**DIRECTIONS FOR THIS TASK:** From the records below, set down exactly the lines starting with the line that contains "Issue #510, opened 2017-12-13" and going on through the line that contains "I've actually managed". Nothing else is wanted.

**Collected data entries:**

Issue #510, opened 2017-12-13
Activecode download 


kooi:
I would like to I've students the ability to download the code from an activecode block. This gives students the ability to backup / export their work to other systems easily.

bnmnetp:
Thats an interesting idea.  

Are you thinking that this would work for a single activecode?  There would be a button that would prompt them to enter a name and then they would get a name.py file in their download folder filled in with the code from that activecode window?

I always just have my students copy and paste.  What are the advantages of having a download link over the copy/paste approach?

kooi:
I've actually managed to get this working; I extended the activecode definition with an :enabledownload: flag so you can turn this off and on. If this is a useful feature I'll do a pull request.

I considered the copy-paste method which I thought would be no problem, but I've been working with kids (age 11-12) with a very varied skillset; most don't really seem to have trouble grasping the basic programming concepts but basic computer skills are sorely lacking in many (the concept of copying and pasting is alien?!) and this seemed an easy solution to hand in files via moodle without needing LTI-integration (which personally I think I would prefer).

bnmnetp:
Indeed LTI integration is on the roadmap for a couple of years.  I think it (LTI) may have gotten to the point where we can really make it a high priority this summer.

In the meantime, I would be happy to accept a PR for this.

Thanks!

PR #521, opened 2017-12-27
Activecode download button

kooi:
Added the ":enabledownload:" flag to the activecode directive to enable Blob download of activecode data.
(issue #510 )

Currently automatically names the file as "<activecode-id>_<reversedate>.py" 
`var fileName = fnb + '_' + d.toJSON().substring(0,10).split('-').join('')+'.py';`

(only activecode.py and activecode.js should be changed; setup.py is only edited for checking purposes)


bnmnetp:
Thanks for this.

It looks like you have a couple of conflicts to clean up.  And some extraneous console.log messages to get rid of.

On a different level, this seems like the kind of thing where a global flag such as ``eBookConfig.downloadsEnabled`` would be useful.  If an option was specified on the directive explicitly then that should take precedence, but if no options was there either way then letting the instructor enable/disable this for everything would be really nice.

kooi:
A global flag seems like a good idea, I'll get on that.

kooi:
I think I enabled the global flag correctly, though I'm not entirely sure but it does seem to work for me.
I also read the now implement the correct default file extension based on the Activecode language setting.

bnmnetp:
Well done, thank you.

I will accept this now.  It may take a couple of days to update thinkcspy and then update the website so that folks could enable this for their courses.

---

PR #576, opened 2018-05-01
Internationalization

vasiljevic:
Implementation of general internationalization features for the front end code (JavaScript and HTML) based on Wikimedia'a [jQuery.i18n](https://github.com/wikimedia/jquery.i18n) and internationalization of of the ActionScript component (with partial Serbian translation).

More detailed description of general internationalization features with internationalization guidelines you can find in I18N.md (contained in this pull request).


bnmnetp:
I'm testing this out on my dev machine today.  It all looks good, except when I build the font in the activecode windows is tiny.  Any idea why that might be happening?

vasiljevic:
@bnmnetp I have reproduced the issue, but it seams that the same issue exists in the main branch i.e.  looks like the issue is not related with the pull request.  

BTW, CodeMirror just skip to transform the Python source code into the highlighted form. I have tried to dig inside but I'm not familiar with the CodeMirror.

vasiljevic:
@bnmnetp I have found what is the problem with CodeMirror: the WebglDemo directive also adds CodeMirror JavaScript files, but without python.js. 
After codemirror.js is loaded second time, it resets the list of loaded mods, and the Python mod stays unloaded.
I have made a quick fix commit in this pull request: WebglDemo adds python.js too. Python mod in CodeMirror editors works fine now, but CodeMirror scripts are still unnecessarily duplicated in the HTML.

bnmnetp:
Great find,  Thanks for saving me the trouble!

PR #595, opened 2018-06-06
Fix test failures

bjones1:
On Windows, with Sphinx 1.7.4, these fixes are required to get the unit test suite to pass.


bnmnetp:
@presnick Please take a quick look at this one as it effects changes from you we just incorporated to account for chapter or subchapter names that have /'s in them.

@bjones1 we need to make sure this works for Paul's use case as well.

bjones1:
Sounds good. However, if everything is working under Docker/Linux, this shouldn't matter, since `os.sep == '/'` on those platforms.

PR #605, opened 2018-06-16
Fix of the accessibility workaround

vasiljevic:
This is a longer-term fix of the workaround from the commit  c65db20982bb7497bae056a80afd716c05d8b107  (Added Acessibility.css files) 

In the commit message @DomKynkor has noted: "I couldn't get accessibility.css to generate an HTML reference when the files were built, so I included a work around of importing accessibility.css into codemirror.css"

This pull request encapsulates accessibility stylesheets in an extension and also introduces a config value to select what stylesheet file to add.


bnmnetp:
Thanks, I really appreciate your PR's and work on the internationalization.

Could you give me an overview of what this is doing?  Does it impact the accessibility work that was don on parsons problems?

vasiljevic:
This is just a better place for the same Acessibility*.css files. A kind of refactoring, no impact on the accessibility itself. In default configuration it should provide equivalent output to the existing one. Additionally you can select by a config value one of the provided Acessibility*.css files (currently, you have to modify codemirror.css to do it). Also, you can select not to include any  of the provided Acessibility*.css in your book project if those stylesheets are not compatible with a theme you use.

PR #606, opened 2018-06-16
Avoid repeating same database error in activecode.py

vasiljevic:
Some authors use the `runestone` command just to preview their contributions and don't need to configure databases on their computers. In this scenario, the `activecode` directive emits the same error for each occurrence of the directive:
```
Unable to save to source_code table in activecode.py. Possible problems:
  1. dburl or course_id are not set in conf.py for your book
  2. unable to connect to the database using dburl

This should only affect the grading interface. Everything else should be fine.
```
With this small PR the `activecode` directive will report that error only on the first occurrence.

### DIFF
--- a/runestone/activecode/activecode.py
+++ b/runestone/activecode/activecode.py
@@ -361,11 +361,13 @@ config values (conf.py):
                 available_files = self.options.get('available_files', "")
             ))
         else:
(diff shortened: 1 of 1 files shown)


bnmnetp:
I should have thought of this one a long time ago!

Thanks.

**RESULT:**
Issue #510, opened 2017-12-13
Activecode download 


kooi:
I would like to I've students the ability to download the code from an activecode block. This gives students the ability to backup / export their work to other systems easily.

bnmnetp:
Thats an interesting idea.  

Are you thinking that this would work for a single activecode?  There would be a button that would prompt them to enter a name and then they would get a name.py file in their download folder filled in with the code from that activecode window?

I always just have my students copy and paste.  What are the advantages of having a download link over the copy/paste approach?

kooi:
I've actually managed to get this working; I extended the activecode definition with an :enabledownload: flag so you can turn this off and on. If this is a useful feature I'll do a pull request.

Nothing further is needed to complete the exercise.